Yea, when I was growing up there were in-school and out-of-school suspensions.
Posted on 9/11/19 at 11:09 am to Scruffy
quote:
Doesn’t matter to Scruffy how they do it, but the students who are trying shouldn’t have to suffer the disruptive ones. Move them out of the class, send them home, it doesn’t matter. We should attempt to help the bottom producers, but never at the expense of the top.
Agree wholeheartedly. I'm not advocating for keeping these kids in class and ignoring it or something. I'm simply pointing out that sending the home does nothing to fix the problem.
However, if the solution is to keep them in their regular class while they distract others, I do not support that route.
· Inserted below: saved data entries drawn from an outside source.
PR #241, opened 2025-04-30
Dr2 2205 reporting infrastructure terraform

sparkhi:
Added the terraform infrastructure 
- S3 bucket, lambda, cloudwatch eventbridge, cloudfront

### DIFF
--- a/common.tf
+++ b/common.tf
@@ -3,7 +3,7 @@ locals {
   ingest_raw_cache_bucket_name                         = "${local.environment}-dr2-ingest-raw-cache"
   sample_files_bucket_name                             = "${local.environment}-dr2-sample-files"
   ingest_state_bucket_name                             = "${local.environment}-dr2-ingest-state"
-  reporting_bucket_name                                = "${local.environment}-dr2-reporting"
+  ingest_reporting_bucket_name                         = "${local.environment}-dr2-ingest-reporting"
   ingest_step_function_name                            = "${local.environment}-dr2-ingest"
   ingest_run_workflow_step_function_name               = "${local.environment}-dr2-ingest-run-workflow"
   additional_user_roles                                = local.environment != "prod" ? [data.aws_ssm_parameter.dev_admin_role.value] : []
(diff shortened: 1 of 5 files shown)


reporting_dashboard.tf
```diff
@@ -0,0 +1,73 @@
+locals {
+  reporting_helper_lambda_name = "${local.environment}-dr2-reporting-helper"
```
techncl, line 2: This name seems a bit vague; I called mine "ingest timings". Maybe we can call it something like "dr2-ingest-timings-report-lambda"?

reporting_dashboard.tf
```diff
@@ -0,0 +1,73 @@
...
+  policies = {
+    "${local.reporting_helper_lambda_name}-policy" = templatefile("./templates/iam_policy/reporting_helper_policy.json.tpl", {
+      account_id  = data.aws_caller_identity.current.account_id
+      lambda_name = local.reporting_helper_lambda_name
+      bucket_name = local.reporting_bucket_name
+    })
+  }
+  memory_size = local.python_lambda_memory_size
+  runtime     = local.python_runtime
+
```
techncl, line 28: Could you add the environment variables here? I've added them to [my PR](https://github.com/nationalarchives/dr2-ingest/pull/483/files#diff-930007e96c8ccb8cee7ea72cab45ab3f1a5413e0328eba5b30dedb8c0d378bbbR43)

templates/iam_policy/reporting_helper_policy.json.tpl
```diff
@@ -0,0 +1,28 @@
+{
+  "Statement": [
+    {
+      "Action": [
+        "s3:GetObject",
```
techncl, line 5: I'm not sure it needs this permission

common.tf
```diff
@@ -3,6 +3,7 @@ locals {
   ingest_raw_cache_bucket_name                         = "${local.environment}-dr2-ingest-raw-cache"
   sample_files_bucket_name                             = "${local.environment}-dr2-sample-files"
   ingest_state_bucket_name                             = "${local.environment}-dr2-ingest-state"
+  reporting_bucket_name                                = "${local.environment}-dr2-reporting"
```
techncl, line 6: 1. Should this variable name start with "ingest"
2. Should "ingest" appear in the name (after "dr2")?

techncl (commented):
Looks good; just a few comments. It's probably best that someone else looks at this as well since I'm not too knowledgable on CloudFront.

reporting_dashboard.tf
sparkhi: I thought this would be multiple metrics that we want to surface to dashboard. Ingest timing is just the first one. Maybe I can simply change it to "dr2-ingest-reporting"

templates/iam_policy/ingest_reporting_policy.json.tpl
```diff
@@ -2,8 +2,7 @@
   "Statement": [
     {
       "Action": [
-        "s3:GetObject",
-        "s3:PutObject"
+        "s3:GetObject"
```
techncl, line 5: You removed `s3:PutObject` instead of  `s3:GetObject`

MancunianSam (approved):
Looks good thanks. This has already been run I think so it should work.

MancunianSam (approved):

PR #245, opened 2025-05-23
Use assetId not ioRef

MancunianSam:
We can't use ioRef for the PK because the output messages need to have
our reference, not Preservicas.

The confirmer job will need to contact Preservica to get their reference
from ours


techncl (approved):
👍

PR #246, opened 2025-05-27
Add ioRef as well.

MancunianSam:
This way, the change handler can pass this to the CC confirmer which
will keep things much simpler.


techncl (approved):
👍

PR #247, opened 2025-05-30
DR2-2258 Remove PRESERVICA_API_URL

MancunianSam:
Once https://github.com/nationalarchives/dr2-ingest/pull/513 is merged
and deployed, this can be run.

We're now getting the API url from the secret so there's no need to have
it here


techncl (approved):
👍

Issue #404, opened 2024-04-19
Add target soc percent "targetSOC_pct" for e-tron


epweston:
First, thank you so much for everyone's work on this project.

I would love to be able to  read the target charge value and was hoping "targetSOC_pct" under "chargingSettings" could be added.
Let me know if I did not supply enough information.

Thank you

Kolbi:
Can you please attach a log file? The return value from the API would be enough if you don't want to attach the whole file. Which etron do you own?

epweston:
Yes, and we have the:

Q4 e-tron® Premium 50 e-tron® quattro® (2023)

[home-assistant_audiconnect_2024-04-19T22-01-02.814Z.log](https://github.com/audiconnect/audi_connect_ha/files/15047113/home-assistant_audiconnect_2024-04-19T22-01-02.814Z.log)

Thanks

Kolbi:
Hi added this PR, do you have the possibility to test it?

mpredfearn:
Maybe it would be worth adding this as a "number" entity in case the API that the API uses to change it becomes known?

Kolbi:
> Maybe it would be worth adding this as a "number" entity in case the API that the App uses to change it becomes known?

Sorry I didn't got your point. :) Can you explain it a little bit more?

mpredfearn:
https://github.com/audiconnect/audi_connect_ha/pull/405 adds "target SoC" as a sensor suggesting it is read only. The app is able to update this, it is read write, so a "number" entity would be more appropriate.

epweston:
> Hi added this PR, do you have the possibility to test it?

Sure np, can I just replace certain files in config\custom_components\audiconnect and restart HA, if so, where to I find the file(s)?
Or do I wait for the releases?
Thanks in advance.

coreywillwhat:
The Target SOC sensor should read the current state of the vehicle as provided by the API. Sensors are by nature unchangeable and are just readings from the device/vehicle/API. I haven't tested, but #405 looks like it meets the requirement of a target SOC sensor.

An `input_number` entity would only make sense as a `control`, but then we would need to figure out the service call to set the target SOC and then update that `input_number` based on the API response and As far as I know, at this time, the service call to set the charger/target SOC of the vehicle is not working due to the API changes and I haven't had time to work on it. I also dont have the ability to set the charger (PHEV) which makes it difficult to test.

[...]

PR #405, opened 2024-04-22
feat: add target SOC

Kolbi:
Added the entity target SOC as asked here: https://github.com/audiconnect/audi_connect_ha/issues/404


coreywillwhat:
I updated the logic to align with `state_of_charge` to use `parse_int`. I've tested the changes and can confirm nothing is broken, but I can't confirm the functionality actually works. Another user will have to let us know.

coreywillwhat (approved):
Reviewed code and tested.
No current functionality is broken. Cannot confirm the new functionality works. Another user will have to confirm that.

PR #411, opened 2024-04-25
fix: return SOC as INT instead of FLOAT

Kolbi:


coreywillwhat:
@Kolbi if you're good with the changes I made, feel free to merge.

coreywillwhat (approved):

PR #415, opened 2024-04-27
fix: Logging: Redact Email Address & Easy (Un)Redact

coreywillwhat:
- Redacts email address in the logs for initial setup and options flow handler.
- Also simplifies the process for controlling log redaction. Users can now toggle log redaction by setting `REDACT_LOGS` in `const.py` to `False` and restart Home Assistant. To enable redaction again, simply set `REDACT_LOGS` back to `True` and restart Home Assistant.


Kolbi:
Cool would be to add it in the https://developers.home-assistant.io/docs/config_entries_options_flow_handler to be able to dis/-enable it without manually changing files.

coreywillwhat:
Good idea. I can work on that. Luckily all the work in this PR is needed anyway for that. Marking as draft for now while I put it together.

PR #422, opened 2024-05-02
fix: Service Endpoints & Code Cleanup

coreywillwhat:
#### US Region
- Execute Vehicle Action
  - Lock/Unlock
  - Climatisation Start/Stop
- Start Climate Control
- Refresh Vehicle Data

#### EU Region
- Refresh Vehicle Data

### Introduce API Levels:
- API Endpoints and data structure are changing for newer vehicles. Currently this must be changed manually in .const file.
- Plan to add under configuration options in future.

### Code Cleanup
- API values in .const

#### Start Climate Control
- Make Logging true to values passed by user
- info level > debug level
- redact vins

### DIFF
--- a/custom_components/audiconnect/audi_account.py
+++ b/custom_components/audiconnect/audi_account.py
@@ -227,16 +227,29 @@ class AudiAccount(AudiConnectObserver):
             await self.connection.set_vehicle_window_heating(vin, False)
 
     async def start_climate_control(self, service):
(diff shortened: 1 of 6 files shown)


coreywillwhat:
Need to troubleshoot re-login during every service call.

coreywillwhat:
Too many changes since this started, will need to start fresh. Saved on my branch for reference if needed.

PR #448, opened 2024-07-24
feat: Radio button for region

cdnninja:
image


cdnninja:
I wouldn't mind someone from EU test this in place as that was the default and optional before. I want to be sure it doesn't break those users.

coreywillwhat:
Tested, working with US

Issue #263, opened 2024-03-07
Exception in appendWindowState + appendDoorState


t0bias-r:
I had an 429 error yesterday (normal for too many requests)
`{"errorCode":"gw.error.VINquotalimitReached","description":"Global quota limit by VIN was reached"}}`
`{"error":{"errorCode":"gw.error.VINquotalimitReached","description":"Global quota limit by VIN was reached"}}`

Further selectiveStatus requests returned and empty Json {}.
`appendWindowState` + `appendDoorState` cause an exception because the existance of the field is not checked:
https://github.com/arjenvrh/audi_connect_ha/blob/8065ff79c462e7daead19338a12f54b08b45f430/custom_components/audiconnect/audi_models.py#L152-L153
https://github.com/arjenvrh/audi_connect_ha/blob/8065ff79c462e7daead19338a12f54b08b45f430/custom_components/audiconnect/audi_models.py#L118-L119

PR #449, opened 2024-07-24
fix: error when window or door data missing

cdnninja:
Potentially solves #263  Someone with actually data for this needs to test though. I don't think my car has this data, errors are gone now for me.


Kolbi:
Tested it on my side and no error occurs. But I didn't had the issue mentioned in #263 

Merged and waiting for tests from @t0bias-r

PR #453, opened 2024-07-24
fix: Disable Services w/ 404 Error

coreywillwhat:
We should disable services that return a 404 error. This will decrease the number of polling errors if an endpoint is dead.

Additional Note: Do we really want 502 to disable services? Couldn't a bad gateway be temporary? This could be the reason GPS locations aren't consistently updated over time until an HA reboot?

### DIFF
--- a/.github/ISSUE_TEMPLATE/bug_report.md
+++ b/.github/ISSUE_TEMPLATE/bug_report.md
@@ -32,5 +32,5 @@ Disable Debug Logging
 **Your Vehicle Details**
 Model:
 Year:
-Type (Combustion/Hybrid/Electric):
+Type (Gas/Hybrid/Electric):
 Region (EU/US/CA/CN):
--- a/.github/ISSUE_TEMPLATE/bug_report.md
+++ b/.github/ISSUE_TEMPLATE/bug_report.md
@@ -33,4 +33,4 @@ Disable Debug Logging
 Model:
 Year:
 Type (ICE/PHEV/BEV):
-Region (EU/US/CA/CN): 
+Region (EU/US/CA/CN):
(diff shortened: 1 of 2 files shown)


Kolbi:
Need to check because I guess I had some endpoints with 404 in my log and after restart they were working again. But need to check if it really was 404 (wouldnt make sense but I have in my mind that it really was 404).

coreywillwhat:
Yeah let me know what you think. Services are only disabled until next restart when it would check again upon refresh. So I don't think this would cause an issue.

Kolbi:
I just checked my log, I had on the 4. July and 7. July 502 issues with POSITION service. 

Maybe we remove 502 for position for disabling the service?

Or remove 502 in general.... but couldn't find 502 in my log except POSITION

Kolbi:
For climater I also found 403.

Kolbi:
Once also for "ClientResponseError with status 403 while updating trip data"

coreywillwhat:
My understanding is that 502 isn't even reaching the intended server, so it wouldn't cause an issue with over-polling and is often an intermittent issue which may resolve itself.

403 is forbidden, so we should disable if 403 to avoid over-polling a forbidden service.

404 is not found, so we are essentially polling a dead endpoint. We should disable if 404 so we aren't polling a dead endpoint continuously.

let me know if you have other thoughts/ideas.

Kolbi:
I agree with you, so you will remove 502 from disabling the services?

I'm just a little bit confused why I got randolmy an 403 but maybe temporary issues with the Audi server :)

cdnninja:
403 while primarily would occur by design a server outage could cause that in edge causes.   

I'm good with the approach though.

coreywillwhat:
502 Removed. Ready for review.

PR #529, opened 2025-03-13
feat: `Debug Logs` Option

coreywillwhat:
The debug logs option is nice to have for dev work or helping users get more log info quickly. The `update_listener` will be useful for instantaneous changes for the options we currently have, and new options in a future PR. This will be most useful if users need to try multiple options on the fly without having to reboot each time. i.e. trying different endpoints or data format levels.

# Debug Logs Option
### Add Debug Option to Configuration Schema
- **Files Affected:** `__init__.py`
- **Changes:**
  - Updated the integration’s configuration schema to include a new optional boolean key `"debug"` with a default value of `False`.
  - This allows users to enable or disable debug logging via YAML or UI options.

### Set Logger Level at Setup
- **Files Affected:** `__init__.py`
- **Changes:**
  - Modified the `async_setup_entry` function to check for the `"debug"` option.
  - When `"debug"` is enabled, the integration’s logger level is set to `DEBUG`; otherwise, it defaults to `INFO`.

### Update Options Flow to Include Debug Setting
- **Files Affected:** `config_flow.py`
- **Changes:**
  - Added the `"debug"` option to the options flow form so that users can toggle debug mode after initial setup.
  - The options form now displays the current debug setting and allows users to update it.

### Add an Update Listener for Dynamic Debug Changes
- **Files Affected:** `__init__.py`
- **Changes:**
  - Registered an update listener using `config_entry.add_update_listener` in `async_setup_entry`.
  - The listener adjusts both the logger’s level and its handlers’ levels immediately based on the new `"debug"` option.
  - This change ensures that toggling debug mode takes effect immediately without requiring a full reload of the integration.

---

# Code Cleanup
- **Changes:**
  - Changed logging from `info` to `debug`. This is the last usages of `info`. As previously discussed `info` **was** reserved for HA Core, but it seems that guidance has changed to "[Do not print out API keys, tokens, usernames or passwords (even if they are wrong). Be restrictive with _LOGGER.info, use _LOGGER.debug for anything which is not targetting the user.](https://developers.home-assistant.io/docs/development_guidelines/?_highlight=log#log-messages)". 
  - A larger effort will have to take place to remove all usernames/emails/VINs to be sure we are compliant. Additionally, we should be strategic about use of `info` logging.

### DIFF
--- a/custom_components/audiconnect/__init__.py
+++ b/custom_components/audiconnect/__init__.py
@@ -28,9 +28,10 @@ from .const import (
     MIN_UPDATE_INTERVAL,
     RESOURCES,
     COMPONENTS,
+    CONF_DEBUG_LOGS,
 )
 
-_LOGGER = logging.getLogger(__name__)
+_LOGGER = logging.getLogger(DOMAIN)
 
 CONFIG_SCHEMA = vol.Schema(
     {
@@ -53,6 +54,7 @@ CONFIG_SCHEMA = vol.Schema(
                 ),
                 vol.Optional(CONF_REGION): cv.string,
                 vol.Optional(CONF_MUTABLE, default=True): cv.boolean,
+                vol.Optional(CONF_DEBUG_LOGS, default=False): cv.boolean,
             }
         )
     },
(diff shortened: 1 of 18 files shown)


cdnninja:
HA has a built in toggle for this with the logger attribute.  I would think that should be used?

coreywillwhat:
yeah that's good, was just getting my feet wet again, re familiarizing myself with the code and wanted a simple POC for the listener before i work on the other options. Thanks, will close this and work on the others.

PR #530, opened 2025-03-13
fix: Sensors => BinarySensors

Kolbi:
* plug_state
* plug_lock_state


coreywillwhat:
Thank you! Looks good, works well!

PR #531, opened 2025-03-14
fix: Logger.info

coreywillwhat:
## Minor Code Cleanup
- Last of the `_LOGGER.info` changed to `_LOGGER.debug` until we can do a full code cleanup according to [guidelines](https://developers.home-assistant.io/docs/development_guidelines/#log-messages):


cdnninja:
Looks good!

PR #536, opened 2025-03-17
fix: BinarySensors external_power & climatisation_state & charging_state

Kolbi:


Kolbi:
Stupid thing chargingState can have 3 states: charging, readForCharging, notReadyForCharging

coreywillwhat:
I won't be able to review/test until tomorrow, couple initial thoughts:
- For `charging_state` I agree I think an additional sensor would be ideal. Should `charging readiness` be a diagnostic sensor?
- `climatisation_state` can be `["off","cooling","heating"]`. I use these values currently so we need to find a way to capture this data elsewhere if we're changing the sensor. I think the state should be binary with an attribute of heating or cooling. What do you think?

blacknell:
As an FYI, my climatisation state includes `ventilation` as a value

Posted on 9/11/19 at 11:10 am to High C
quote:
For those arguing that this law is fine if you take the disruptive students out of the learning environment, that's fine if you're ok with paying even more people to simply babysit those students. Most of them are not going to do what they're asked at school, no matter who asks them. In this scenario, the parents still have no accountability.
So what does sending them home do? They come back in a few days and then what? I'm asking genuinely.